The Prince Who Died Inside a Rice Box

Suwon Hwaseong Fortress was constructed by King Jeongjo (reigning 1777-1800) who was the 22nd king of the Joseon Dynasty (1392-1910). King Jeongjo built the Suwon fortress for a number of reasons: filial piety to his father, political strategy to eradicate faction struggles and use of it as a fortress of national defense to the south.

I find the most interesting reason for building the fortress to be the filial piety (Confucian philosophy of respect for one’s father, elders, and ancestors) to his father, Prince Sado-Seja. Before I get started on this horrific historical story, here’s a quick family tree so you can follow along.

Slide1 So here’s the scoop. King Yeongjo (grandfather to King Jeongjo), wise enough to see the end of his reign approaching, turned over the daily administration of government to his favorite son, Sado-Seja. Although probably a good idea, the king’s court was split by factionalism. Two groups formed, one supporting the king whom they wished would retake his throne, the other group pushing for Sado-Seja to completely take over the rule of Korea. Those supporting the king whispered what were probably untruths in his ear, stating that Sado-Seja was overtaxing the people, participating in horrific adulterous behaviors and even had plans to kill Yeongjo and seize the throne.
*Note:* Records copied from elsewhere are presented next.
PR #2135, opened 2025-07-12
Optimize is_subsequence function to linear time complexity

reallesee:
# TITLE
Optimize is_subsequence function to linear time complexity

## Description
Improve performance by replacing repeated position() calls with a single-pass algorithm that maintains proper subsequence order checking.

## Checklist
- [ ] Linked to Github Issue
- [ ] Unit tests added

### DIFF
--- a/.github/workflows/rust.yml
+++ b/.github/workflows/rust.yml
@@ -521,7 +521,7 @@ jobs:
         ls ${{ matrix.programs-dir }}/*.json | cut -f1 -d'.' | \
         xargs -P 2 -I '{program}' \
         ./target/release/cairo-vm-cli '{program}'.json --layout starknet_with_keccak \
-        --memory_file '{program}'.rs.memory --trace_file '{program}'.rs.trace \
+        --memory_file '{program}'.rs.memory --trace_file '{program}'.rs.trace --fill-holes false \
         ${{ matrix.extra-args }}
     - name: Update cache
       uses: actions/cache/save@v3
@@ -737,7 +737,6 @@ jobs:
         path: lcov-test-no_std#4-cairo-0-secp-hints.info
         key: codecov-cache-test-no_std#4-cairo-0-secp-hints-${{ github.sha }}
         fail-on-cache-miss: true
-
     - name: Upload coverage to codecov.io
       uses: codecov/codecov-action@v3
       with:
--- a/CHANGELOG.md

The king called for his son to appear in front of him for punishment, to which Sado-Seja dutifully obeyed. Once in his father’s presence, Sado-Seja was stripped of his office, sealed up in a rice chest and left in front of the Seonim Gate in the hot July sun without food or water.

Although it took the prince nine days to die, the chest was opened 21 days later. It is said that the body showed no signs decomposition (of course I don’t believe this), and was strangely cold. Many people took this as a sign from heaven that Sado-Seja was innocent. Although the old king realized his error, it was obviously too late.

When King Yeongjo died, his grandson, Jeongjo, became king. Jeongjo couldn’t stand the being in the original capital in Seoul, given the fate of his father, and so he moved the government to Suwon.

The gates of the fortress suffered though the Japanese Occupation Era (1910-1945),CJT_2561c and the Korean War (1950-1953), when many parts of the fortress were destroyed or lost. But, it was during 1975-1979 that most of the reconstruction of these areas were rebuilt or repaired. Here is a photo I took of Paldalmun Gate last month, which is the southern gate. “A plaque of the names of those who helped build the structure are located on the right wall. Surrounding one side is a crescent-shaped wall known as a ongseong. This secondary wall adds protection to the main wall which was often attacked by enemies with logs. The passageway was purposely made wide enough to allow the king’s vehicles and horses to pass through (reference #3).” As you can see, the city has grown around this and the other four gates. When originally built, the walls of the fortress would extend from either side of this gate as they would from the other gates.

The walls of the fortress have remained almost completely intact since first constructed 200 years ago. I have walked the circumference of the entire perimeter wall. It took me half a day to make it all the way around.

The Suwon Hwaseong Fortress was designated as the Historical Remains No. 3 in Korea and was chosen to be registered as a UNESCO World Heritage in December 1997.